■ Task brief:
Go line by line through the entries below and copy those containing the string "projects".

Dataset entries:
□ □ □
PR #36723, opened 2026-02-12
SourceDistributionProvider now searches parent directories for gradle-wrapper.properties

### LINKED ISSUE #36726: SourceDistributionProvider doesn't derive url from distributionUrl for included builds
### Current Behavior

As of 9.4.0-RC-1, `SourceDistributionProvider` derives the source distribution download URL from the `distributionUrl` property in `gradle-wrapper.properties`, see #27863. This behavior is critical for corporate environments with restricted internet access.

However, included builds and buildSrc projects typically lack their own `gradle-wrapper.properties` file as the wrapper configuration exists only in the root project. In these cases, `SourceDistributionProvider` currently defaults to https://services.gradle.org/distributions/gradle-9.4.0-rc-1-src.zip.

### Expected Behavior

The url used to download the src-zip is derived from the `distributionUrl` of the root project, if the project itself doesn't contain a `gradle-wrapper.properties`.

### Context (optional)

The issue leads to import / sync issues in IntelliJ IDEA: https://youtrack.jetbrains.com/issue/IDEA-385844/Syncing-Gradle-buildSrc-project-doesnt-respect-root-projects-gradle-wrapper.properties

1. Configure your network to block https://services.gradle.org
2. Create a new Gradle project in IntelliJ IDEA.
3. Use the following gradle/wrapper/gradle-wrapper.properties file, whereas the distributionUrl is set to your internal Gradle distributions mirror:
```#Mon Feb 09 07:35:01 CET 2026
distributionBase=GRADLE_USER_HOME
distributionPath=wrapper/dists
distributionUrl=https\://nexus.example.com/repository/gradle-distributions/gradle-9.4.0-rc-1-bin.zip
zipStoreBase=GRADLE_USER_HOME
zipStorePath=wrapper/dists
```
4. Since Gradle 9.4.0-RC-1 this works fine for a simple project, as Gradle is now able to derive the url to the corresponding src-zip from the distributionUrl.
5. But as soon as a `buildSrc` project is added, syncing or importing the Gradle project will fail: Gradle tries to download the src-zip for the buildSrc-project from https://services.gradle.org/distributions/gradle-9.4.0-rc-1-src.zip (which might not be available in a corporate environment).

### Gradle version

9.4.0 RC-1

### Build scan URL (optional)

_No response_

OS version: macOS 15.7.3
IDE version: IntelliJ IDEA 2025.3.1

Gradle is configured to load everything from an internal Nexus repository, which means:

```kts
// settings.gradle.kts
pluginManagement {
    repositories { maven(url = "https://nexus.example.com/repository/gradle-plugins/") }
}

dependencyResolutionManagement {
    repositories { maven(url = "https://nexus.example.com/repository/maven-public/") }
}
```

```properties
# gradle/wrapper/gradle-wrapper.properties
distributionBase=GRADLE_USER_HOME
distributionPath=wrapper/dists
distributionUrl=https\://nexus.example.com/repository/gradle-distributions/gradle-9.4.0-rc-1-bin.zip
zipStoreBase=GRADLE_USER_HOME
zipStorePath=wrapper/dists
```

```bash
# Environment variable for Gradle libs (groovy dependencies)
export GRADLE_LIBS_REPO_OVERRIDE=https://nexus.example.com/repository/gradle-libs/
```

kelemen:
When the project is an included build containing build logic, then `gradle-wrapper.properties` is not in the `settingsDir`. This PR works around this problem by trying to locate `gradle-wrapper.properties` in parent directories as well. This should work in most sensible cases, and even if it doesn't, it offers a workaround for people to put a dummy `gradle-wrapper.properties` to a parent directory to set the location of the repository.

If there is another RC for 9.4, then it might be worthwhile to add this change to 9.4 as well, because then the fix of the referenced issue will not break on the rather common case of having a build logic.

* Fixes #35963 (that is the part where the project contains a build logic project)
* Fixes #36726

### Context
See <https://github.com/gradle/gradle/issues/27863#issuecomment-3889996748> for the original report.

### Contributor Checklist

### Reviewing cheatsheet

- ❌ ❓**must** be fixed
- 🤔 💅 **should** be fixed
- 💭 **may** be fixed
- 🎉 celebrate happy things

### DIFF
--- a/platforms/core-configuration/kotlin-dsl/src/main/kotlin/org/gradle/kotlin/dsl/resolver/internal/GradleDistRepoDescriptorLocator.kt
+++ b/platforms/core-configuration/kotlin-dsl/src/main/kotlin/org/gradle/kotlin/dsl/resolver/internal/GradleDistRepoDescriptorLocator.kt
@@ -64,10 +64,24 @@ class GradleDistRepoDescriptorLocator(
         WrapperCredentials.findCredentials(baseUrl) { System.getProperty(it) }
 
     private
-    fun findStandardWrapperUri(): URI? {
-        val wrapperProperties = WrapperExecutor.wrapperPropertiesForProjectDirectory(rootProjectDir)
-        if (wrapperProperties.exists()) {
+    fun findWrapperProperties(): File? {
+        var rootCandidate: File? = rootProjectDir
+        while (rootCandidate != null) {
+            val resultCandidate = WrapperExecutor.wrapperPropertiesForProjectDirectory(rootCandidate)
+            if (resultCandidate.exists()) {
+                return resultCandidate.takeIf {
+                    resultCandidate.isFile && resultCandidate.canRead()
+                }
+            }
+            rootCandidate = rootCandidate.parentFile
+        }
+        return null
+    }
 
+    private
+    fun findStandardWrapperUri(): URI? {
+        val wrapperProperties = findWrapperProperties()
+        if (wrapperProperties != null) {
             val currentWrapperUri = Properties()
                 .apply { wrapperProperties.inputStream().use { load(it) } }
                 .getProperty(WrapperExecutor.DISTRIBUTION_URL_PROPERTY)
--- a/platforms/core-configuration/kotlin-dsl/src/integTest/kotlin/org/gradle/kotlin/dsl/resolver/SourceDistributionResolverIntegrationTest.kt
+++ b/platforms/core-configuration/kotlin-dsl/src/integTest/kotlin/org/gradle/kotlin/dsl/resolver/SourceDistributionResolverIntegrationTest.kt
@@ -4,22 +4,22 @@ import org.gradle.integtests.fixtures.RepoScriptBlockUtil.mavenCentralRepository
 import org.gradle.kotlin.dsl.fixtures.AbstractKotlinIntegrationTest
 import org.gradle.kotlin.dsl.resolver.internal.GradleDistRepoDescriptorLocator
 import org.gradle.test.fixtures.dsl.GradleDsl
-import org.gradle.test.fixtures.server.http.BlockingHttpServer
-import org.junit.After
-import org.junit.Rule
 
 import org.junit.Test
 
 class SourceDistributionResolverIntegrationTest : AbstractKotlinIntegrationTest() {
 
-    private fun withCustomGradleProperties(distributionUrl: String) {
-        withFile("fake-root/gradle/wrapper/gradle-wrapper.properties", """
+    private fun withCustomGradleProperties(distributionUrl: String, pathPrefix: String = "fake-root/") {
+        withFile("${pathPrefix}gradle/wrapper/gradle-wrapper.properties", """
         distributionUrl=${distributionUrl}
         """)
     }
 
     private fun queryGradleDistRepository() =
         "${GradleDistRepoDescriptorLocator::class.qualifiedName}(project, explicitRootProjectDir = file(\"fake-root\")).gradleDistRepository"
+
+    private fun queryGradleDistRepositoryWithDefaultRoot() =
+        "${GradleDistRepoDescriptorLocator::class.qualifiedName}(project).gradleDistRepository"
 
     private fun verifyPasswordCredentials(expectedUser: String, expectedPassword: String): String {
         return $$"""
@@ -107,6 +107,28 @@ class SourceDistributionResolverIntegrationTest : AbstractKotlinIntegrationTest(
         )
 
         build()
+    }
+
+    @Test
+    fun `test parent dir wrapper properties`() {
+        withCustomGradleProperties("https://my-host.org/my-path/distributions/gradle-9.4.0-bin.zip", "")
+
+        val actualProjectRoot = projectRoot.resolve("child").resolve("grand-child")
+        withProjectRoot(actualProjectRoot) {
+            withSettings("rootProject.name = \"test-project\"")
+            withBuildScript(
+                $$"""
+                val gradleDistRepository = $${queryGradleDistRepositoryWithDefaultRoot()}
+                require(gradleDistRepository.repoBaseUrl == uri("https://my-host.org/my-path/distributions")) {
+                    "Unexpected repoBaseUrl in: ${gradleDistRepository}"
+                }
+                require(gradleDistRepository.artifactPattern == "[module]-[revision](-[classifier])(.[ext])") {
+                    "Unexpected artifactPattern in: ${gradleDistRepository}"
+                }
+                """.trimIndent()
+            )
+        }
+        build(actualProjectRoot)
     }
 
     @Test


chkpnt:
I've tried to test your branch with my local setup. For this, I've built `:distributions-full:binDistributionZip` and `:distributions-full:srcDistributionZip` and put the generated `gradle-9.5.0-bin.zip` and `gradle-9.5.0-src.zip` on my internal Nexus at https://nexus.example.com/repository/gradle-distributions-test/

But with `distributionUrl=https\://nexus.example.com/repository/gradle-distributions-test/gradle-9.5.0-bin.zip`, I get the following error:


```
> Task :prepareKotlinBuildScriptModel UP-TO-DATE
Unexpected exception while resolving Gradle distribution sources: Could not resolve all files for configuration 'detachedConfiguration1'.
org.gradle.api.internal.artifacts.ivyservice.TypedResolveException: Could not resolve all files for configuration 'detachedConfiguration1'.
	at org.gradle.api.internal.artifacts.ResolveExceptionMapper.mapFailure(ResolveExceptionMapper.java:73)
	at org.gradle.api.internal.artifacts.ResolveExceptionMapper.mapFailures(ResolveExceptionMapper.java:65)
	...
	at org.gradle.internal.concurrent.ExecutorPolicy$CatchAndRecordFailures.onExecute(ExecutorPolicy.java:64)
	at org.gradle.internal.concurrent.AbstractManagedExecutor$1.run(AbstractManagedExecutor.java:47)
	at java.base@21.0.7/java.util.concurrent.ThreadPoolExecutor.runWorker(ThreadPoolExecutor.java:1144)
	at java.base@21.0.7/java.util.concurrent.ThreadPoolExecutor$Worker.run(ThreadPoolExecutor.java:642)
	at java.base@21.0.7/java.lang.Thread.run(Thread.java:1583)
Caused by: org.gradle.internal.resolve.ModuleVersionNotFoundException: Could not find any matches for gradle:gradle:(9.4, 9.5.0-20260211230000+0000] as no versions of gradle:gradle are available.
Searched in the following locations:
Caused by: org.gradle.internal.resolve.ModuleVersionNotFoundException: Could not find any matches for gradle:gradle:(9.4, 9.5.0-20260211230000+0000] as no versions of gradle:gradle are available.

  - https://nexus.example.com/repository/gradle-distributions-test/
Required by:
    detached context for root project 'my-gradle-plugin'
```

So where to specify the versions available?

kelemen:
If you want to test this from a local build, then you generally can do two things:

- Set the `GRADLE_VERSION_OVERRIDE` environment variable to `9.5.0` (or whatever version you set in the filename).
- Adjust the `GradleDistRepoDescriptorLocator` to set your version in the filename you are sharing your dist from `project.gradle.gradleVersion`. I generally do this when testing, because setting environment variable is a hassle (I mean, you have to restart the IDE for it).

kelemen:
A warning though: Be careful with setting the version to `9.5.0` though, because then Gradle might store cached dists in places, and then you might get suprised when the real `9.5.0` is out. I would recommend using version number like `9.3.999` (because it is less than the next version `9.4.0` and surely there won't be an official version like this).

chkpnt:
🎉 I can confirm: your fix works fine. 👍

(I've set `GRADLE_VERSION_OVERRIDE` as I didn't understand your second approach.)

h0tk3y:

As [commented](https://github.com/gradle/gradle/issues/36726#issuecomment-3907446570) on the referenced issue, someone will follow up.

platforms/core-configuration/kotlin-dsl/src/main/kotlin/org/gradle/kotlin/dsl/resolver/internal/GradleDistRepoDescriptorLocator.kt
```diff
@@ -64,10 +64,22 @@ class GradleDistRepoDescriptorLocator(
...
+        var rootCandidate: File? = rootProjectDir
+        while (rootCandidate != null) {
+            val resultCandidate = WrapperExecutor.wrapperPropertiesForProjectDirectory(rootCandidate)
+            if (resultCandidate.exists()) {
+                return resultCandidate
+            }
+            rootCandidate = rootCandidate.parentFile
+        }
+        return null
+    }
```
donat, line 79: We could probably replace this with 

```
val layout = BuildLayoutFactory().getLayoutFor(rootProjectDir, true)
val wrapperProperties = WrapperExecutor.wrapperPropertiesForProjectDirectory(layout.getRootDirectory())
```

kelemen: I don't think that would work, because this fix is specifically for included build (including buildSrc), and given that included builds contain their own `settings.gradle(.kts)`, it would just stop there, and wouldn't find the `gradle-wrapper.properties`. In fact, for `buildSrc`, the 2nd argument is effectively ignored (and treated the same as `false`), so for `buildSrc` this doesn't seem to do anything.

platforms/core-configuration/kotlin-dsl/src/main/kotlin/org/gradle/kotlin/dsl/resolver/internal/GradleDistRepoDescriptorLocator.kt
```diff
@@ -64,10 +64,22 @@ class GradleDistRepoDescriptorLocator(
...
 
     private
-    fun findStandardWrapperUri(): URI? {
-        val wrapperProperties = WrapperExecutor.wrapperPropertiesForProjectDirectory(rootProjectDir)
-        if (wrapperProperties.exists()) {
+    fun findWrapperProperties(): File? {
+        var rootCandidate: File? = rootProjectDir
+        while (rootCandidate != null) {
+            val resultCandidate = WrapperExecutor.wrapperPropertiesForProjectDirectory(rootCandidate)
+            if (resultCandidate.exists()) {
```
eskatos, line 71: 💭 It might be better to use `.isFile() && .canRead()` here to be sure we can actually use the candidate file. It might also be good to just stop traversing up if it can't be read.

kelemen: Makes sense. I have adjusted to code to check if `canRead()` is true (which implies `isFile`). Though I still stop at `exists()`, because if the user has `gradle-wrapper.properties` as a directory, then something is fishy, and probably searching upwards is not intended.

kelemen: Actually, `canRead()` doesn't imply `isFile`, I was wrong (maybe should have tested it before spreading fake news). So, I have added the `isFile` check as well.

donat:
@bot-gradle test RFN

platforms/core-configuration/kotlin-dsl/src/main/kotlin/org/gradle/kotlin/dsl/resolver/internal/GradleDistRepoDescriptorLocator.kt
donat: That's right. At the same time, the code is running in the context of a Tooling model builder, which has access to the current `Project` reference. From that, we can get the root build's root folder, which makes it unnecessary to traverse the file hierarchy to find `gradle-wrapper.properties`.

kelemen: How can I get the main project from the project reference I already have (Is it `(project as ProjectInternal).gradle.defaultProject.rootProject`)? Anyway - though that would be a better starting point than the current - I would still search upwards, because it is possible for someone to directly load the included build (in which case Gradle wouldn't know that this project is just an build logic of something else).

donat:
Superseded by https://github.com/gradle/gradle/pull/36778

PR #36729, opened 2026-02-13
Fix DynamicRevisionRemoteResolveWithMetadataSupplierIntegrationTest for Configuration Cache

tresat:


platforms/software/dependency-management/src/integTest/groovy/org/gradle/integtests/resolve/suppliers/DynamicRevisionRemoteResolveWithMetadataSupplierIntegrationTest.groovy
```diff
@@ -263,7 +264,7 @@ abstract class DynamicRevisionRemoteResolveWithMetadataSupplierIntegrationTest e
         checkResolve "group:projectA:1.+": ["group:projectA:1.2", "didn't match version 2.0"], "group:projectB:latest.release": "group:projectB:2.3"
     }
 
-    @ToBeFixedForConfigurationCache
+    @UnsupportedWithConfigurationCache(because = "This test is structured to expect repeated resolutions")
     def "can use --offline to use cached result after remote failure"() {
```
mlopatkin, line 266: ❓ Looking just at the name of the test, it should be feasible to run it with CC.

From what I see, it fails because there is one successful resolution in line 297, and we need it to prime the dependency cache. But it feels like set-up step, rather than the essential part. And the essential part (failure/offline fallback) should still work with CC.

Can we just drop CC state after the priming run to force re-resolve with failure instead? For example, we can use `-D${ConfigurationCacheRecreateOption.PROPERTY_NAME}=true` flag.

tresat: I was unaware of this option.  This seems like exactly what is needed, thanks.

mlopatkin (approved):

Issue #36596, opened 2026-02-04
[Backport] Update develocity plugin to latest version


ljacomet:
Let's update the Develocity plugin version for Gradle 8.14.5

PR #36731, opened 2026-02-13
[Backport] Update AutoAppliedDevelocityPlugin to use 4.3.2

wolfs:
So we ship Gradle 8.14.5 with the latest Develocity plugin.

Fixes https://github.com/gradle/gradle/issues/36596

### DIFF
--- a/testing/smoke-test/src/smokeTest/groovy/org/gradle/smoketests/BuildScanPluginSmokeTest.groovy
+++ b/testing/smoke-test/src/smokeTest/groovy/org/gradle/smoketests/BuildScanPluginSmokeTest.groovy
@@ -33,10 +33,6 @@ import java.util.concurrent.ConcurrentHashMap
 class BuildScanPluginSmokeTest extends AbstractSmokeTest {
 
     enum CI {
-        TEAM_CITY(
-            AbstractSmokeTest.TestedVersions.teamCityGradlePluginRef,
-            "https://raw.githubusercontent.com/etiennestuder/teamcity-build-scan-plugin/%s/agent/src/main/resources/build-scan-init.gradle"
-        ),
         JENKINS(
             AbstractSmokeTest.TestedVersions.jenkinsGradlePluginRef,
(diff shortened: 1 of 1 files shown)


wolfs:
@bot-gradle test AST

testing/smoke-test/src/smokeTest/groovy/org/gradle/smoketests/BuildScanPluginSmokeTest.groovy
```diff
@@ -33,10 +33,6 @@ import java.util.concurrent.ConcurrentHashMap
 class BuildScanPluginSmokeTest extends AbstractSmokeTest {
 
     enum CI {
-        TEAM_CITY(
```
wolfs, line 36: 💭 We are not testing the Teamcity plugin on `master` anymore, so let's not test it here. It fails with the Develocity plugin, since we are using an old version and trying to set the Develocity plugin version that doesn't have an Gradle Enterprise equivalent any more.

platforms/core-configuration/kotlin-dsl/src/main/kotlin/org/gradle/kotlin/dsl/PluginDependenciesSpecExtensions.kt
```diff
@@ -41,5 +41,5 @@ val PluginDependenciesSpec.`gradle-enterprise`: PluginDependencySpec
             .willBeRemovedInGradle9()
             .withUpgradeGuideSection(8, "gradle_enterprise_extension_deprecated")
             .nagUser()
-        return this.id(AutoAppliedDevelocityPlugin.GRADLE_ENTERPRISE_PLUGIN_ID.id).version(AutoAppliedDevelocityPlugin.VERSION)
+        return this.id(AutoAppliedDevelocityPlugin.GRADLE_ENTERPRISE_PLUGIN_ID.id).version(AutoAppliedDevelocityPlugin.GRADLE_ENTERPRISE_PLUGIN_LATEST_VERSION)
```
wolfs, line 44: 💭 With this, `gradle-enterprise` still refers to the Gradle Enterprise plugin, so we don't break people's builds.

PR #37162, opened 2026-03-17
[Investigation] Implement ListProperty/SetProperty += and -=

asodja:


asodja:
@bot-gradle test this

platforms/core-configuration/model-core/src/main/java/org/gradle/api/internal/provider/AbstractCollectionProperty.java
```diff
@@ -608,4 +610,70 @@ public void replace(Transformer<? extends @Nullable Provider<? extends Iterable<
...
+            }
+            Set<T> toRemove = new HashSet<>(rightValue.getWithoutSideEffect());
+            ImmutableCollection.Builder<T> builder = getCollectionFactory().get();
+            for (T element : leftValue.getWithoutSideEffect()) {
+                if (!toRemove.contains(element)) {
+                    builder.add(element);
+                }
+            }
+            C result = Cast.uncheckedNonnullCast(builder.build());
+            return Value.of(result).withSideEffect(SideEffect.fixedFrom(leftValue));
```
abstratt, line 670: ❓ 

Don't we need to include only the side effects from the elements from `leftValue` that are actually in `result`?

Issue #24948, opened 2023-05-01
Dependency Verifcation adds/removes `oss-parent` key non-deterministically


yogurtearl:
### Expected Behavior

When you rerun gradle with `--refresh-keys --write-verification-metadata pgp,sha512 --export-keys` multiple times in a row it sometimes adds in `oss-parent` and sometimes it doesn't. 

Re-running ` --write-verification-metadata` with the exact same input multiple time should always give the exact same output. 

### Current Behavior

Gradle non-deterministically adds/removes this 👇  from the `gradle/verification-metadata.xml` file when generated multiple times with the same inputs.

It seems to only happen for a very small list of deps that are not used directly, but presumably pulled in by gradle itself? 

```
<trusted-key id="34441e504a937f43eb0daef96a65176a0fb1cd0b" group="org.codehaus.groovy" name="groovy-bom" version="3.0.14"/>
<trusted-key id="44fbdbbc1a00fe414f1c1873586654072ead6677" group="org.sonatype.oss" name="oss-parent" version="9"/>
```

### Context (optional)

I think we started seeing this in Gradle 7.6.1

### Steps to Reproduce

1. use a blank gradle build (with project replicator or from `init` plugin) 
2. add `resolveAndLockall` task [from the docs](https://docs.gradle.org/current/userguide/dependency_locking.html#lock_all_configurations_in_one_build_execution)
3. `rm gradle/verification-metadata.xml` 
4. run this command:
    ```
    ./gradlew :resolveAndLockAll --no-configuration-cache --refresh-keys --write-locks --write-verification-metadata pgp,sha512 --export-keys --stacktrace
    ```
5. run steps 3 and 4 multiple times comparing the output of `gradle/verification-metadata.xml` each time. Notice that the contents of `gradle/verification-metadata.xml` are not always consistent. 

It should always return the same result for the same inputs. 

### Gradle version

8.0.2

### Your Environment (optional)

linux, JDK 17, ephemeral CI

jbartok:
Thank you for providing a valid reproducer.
□ □ □
■ Expected answer:
However, included builds and buildSrc projects typically lack their own `gradle-wrapper.properties` file as the wrapper configuration exists only in the root project. In these cases, `SourceDistributionProvider` currently defaults to https://services.gradle.org/distributions/gradle-9.4.0-rc-1-src.zip.
The issue leads to import / sync issues in IntelliJ IDEA: https://youtrack.jetbrains.com/issue/IDEA-385844/Syncing-Gradle-buildSrc-project-doesnt-respect-root-projects-gradle-wrapper.properties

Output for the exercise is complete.